[Stored items]
☆ ☆ ☆

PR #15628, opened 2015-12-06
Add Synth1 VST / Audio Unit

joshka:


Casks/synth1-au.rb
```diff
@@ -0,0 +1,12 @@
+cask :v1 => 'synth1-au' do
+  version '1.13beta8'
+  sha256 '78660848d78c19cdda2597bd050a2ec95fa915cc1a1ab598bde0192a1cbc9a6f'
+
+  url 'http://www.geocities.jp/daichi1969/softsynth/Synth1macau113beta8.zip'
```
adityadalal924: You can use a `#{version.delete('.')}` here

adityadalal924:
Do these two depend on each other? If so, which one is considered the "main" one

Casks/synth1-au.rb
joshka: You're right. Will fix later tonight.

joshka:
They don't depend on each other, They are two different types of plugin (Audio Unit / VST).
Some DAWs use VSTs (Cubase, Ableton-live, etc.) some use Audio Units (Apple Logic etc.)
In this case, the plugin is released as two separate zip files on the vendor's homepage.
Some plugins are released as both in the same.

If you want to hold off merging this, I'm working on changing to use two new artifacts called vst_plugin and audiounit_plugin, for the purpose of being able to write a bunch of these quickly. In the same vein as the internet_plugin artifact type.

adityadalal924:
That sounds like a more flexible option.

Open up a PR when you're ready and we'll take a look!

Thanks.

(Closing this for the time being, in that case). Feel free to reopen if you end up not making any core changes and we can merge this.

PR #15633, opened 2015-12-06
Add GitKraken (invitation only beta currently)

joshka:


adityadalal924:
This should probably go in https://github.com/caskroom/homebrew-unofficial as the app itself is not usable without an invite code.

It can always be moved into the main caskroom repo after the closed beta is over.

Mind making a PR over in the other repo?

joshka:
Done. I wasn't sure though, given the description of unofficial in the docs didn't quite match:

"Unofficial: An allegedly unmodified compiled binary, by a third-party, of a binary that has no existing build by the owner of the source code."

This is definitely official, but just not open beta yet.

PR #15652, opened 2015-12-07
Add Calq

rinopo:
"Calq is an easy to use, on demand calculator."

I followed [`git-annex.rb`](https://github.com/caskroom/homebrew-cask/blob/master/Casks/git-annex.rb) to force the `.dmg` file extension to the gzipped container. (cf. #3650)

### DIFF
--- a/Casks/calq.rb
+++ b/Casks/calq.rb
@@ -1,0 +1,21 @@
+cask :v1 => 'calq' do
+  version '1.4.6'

☆ ☆ ☆

**Description of the task**
Please report every line of the records above that contains the word "making".

**Reply**
(Closing this for the time being, in that case). Feel free to reopen if you end up not making any core changes and we can merge this.
Mind making a PR over in the other repo?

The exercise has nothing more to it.